Parents' joy at Cowell support
Published 08/06/2015 | 10:26
The parents of a 12-year-old girl who is unable to get the life-saving drugs she needs because her condition is so rare have said they are astonished by the support they have received from the public and celebrities like Simon Cowell.
Abi Longfellow's family are campaigning for the Government to put the treatment she needs on the NHS after being told the dense deposit disease she has is too rare to justify the cost of the drug.
Music mogul Cowell tweeted a link to the family's petition and wrote: "Let's help save this wonderful girl. Abi deserves all the help we can give her. Save Abi."
Speaking on ITV's Good Morning Britain, Abi's father Andy Longfellow said: "The help that the nation has given us is just fantastic, the support, the messages, it's phenomenal to be honest with you."
Her mother, Jo Longfellow, said: "We've been astonished how many old friends of ours, old school friends and colleagues have got in touch but when you start hearing that people with such a big profile as Simon Cowell and Brian May have tweeted, it's absolutely astonishing it really is."
Mrs Longfellow said: "I think what excited us when we heard that Simon Cowell had tweeted was that he has so much publicity and so many people following him that it would just raise the profile of Abi's cause."
The family, from Wakefield, West Yorkshire, said that at an "eye-watering £136,000 a year", the drug Eculizumab - which they have called on the manufacturer Alexion to bring down in price - is too expensive to fund themselves.
An internet petition now has more than 185,000 signatures and Abi herself has written to Prime Minister David Cameron to ask for his help.
She said to the PM: "I'm a 12-year old English girl and if I lived in Ireland, Europe, America, Canada etc I would get the medicine without hesitation.
"So I want to know why am I being disadvantaged in my own country?"
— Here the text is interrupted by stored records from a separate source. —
PR #6341, opened 2025-06-18
chore: make preflight

JonasKruckenberg:

This PR adds a simple `preflight` rule to the makefile to allow contributors to run as many
of the CI checks locally as possible.

#### Mark if applicable


build.sh
```diff
@@ -88,6 +89,17 @@ parse_arguments() {
       QUICK=*)
         QUICK="${arg#*=}"
         ;;
+      LINT|lint)
+        LINT=1
+        ;;
+      PREFLIGHT|preflight)
+        LINT=1
+        COV=1
+        SAN=1
```
GuyAv46, line 98: These parameters indicate how to run the tests and how to build.
1. They are not compatible with each other
2. Setting any of them means you don't run tests in "normal" mode

JonasKruckenberg: ah yeah of course, I think leaving the `COV` param off is fine, it doesn't add much value anyways. But running with sanitizers would be nice I think. Do the C/C++ tests execute differently based on whether sanitizers are enabled or not? (except for being slower)

GuyAv46: Currently, the `build.sh` script is limited in the test types it can run in a single invocation, and there is no way to bundle all the jobs we run on the CI in a single execution.
I think we can invoke it in a loop when we refactor the Makefile, then we can run each case sequentially (CC @BenGoldberger)

GuyAv46: And yes, we build the C++ unit tests differently on sanitizer

JonasKruckenberg: hmm okay, this was a nice idea but maybe not the right approach. thanks all for checking!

Writing on the petition website change.org, the family said: "Our daughter, twelve-year-old Abi, has a rare kidney disease that could kill her in five years.
"Under lock and key in the hospital where she is treated is the medicine that could save her life.
"But thanks to a cruel loophole, doctors are forbidden from giving it to our daughter."
They said: "Knowing that the drug sits in the hospital but Abi can't have it is horrendous.
"In a couple of years' time it will be as cheap as a packet of paracetamol but it will be too late for Abi. We know the drug is there that could help Abi and it is used in other countries. It's torture to know that her life could be saved but we can't afford to save it. We're calling on Alexion and the UK Government to give Abi's life a chance."